[Saved entries]
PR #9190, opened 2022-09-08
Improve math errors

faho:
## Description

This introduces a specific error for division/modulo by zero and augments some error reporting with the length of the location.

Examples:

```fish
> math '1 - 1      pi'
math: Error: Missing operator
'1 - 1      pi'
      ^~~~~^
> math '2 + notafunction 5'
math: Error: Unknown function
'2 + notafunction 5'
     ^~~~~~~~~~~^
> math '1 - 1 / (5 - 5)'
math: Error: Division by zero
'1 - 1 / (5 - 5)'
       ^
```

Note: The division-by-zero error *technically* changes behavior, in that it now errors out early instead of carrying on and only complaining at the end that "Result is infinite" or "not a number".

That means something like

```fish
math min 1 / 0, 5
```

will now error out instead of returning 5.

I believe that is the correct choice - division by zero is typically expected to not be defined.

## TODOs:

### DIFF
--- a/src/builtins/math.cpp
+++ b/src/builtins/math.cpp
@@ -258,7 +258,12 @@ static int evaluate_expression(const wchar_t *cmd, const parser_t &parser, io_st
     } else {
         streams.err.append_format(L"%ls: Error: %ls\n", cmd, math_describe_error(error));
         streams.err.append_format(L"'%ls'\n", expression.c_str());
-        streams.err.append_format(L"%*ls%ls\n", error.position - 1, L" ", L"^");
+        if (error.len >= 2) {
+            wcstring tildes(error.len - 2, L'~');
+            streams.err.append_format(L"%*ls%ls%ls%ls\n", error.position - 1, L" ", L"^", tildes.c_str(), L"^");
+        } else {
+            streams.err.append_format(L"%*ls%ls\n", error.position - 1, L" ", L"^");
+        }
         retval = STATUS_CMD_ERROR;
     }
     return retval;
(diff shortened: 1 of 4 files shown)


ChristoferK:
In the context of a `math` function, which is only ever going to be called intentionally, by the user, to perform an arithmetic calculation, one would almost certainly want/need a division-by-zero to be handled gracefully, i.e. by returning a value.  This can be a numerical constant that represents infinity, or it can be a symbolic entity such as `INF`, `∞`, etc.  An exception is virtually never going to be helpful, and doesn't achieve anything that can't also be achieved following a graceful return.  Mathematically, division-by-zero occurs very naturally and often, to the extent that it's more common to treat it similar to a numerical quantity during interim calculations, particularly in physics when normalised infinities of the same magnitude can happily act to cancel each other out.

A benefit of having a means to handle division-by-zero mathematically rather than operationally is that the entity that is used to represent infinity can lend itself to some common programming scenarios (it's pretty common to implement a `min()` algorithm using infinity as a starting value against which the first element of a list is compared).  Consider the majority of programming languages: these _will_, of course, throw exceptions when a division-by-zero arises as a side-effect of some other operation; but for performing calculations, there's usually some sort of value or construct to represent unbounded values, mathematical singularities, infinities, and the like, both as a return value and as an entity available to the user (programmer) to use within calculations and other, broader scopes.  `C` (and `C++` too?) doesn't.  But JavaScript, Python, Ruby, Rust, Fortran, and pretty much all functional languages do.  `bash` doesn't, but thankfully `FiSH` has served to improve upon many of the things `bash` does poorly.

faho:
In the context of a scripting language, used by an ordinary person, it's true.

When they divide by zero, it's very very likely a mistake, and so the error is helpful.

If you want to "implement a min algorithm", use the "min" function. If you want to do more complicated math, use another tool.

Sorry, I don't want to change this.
--
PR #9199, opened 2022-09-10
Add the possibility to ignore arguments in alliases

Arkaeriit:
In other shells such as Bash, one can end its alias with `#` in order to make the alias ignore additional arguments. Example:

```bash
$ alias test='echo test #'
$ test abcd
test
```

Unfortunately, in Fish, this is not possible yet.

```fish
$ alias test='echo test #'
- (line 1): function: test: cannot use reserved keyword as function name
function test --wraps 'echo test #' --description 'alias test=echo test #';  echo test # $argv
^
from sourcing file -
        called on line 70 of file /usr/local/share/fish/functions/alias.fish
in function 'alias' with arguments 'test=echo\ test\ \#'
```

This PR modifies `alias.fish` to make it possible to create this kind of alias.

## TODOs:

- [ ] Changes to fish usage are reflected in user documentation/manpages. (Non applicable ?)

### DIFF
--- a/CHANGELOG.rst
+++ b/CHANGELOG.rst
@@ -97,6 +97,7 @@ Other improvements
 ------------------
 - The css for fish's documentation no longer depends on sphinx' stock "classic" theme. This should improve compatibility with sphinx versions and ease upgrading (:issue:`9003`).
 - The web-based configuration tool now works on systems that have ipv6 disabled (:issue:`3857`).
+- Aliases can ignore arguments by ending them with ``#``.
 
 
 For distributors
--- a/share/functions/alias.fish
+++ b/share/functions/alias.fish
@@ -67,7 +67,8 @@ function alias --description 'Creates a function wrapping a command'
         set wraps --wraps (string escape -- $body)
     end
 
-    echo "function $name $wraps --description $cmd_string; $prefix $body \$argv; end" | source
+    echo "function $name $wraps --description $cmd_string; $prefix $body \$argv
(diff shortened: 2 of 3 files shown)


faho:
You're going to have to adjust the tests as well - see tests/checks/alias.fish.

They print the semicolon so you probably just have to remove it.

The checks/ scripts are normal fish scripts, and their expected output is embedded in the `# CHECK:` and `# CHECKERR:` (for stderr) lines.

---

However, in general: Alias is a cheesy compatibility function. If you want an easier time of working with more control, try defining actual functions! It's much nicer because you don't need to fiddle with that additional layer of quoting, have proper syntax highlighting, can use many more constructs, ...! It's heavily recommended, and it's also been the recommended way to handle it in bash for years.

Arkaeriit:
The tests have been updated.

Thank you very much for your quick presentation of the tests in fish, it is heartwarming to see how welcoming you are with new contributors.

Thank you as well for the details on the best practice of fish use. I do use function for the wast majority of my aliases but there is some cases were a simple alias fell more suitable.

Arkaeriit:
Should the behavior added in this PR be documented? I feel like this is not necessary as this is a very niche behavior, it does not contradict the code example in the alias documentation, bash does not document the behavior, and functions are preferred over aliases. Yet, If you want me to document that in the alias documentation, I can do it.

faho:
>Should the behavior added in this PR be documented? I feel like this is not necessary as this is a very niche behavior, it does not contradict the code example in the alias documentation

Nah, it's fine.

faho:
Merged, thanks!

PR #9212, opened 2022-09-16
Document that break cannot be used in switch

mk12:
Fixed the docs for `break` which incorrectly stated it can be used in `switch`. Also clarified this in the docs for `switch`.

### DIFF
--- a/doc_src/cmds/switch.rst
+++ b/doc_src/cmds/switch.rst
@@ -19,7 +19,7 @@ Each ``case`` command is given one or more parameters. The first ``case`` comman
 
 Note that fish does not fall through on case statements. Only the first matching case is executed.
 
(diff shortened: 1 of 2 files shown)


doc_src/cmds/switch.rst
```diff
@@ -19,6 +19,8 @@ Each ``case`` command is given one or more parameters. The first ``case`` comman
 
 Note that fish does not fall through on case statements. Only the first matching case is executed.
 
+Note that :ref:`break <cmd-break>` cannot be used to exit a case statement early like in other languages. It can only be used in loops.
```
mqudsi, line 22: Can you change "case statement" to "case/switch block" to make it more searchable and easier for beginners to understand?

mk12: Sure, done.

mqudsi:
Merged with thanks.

** Problem **
If a line of the records above holds the word "additional", show it.

** Answer box **
In other shells such as Bash, one can end its alias with `#` in order to make the alias ignore additional arguments. Example:
However, in general: Alias is a cheesy compatibility function. If you want an easier time of working with more control, try defining actual functions! It's much nicer because you don't need to fiddle with that additional layer of quoting, have proper syntax highlighting, can use many more constructs, ...! It's heavily recommended, and it's also been the recommended way to handle it in bash for years.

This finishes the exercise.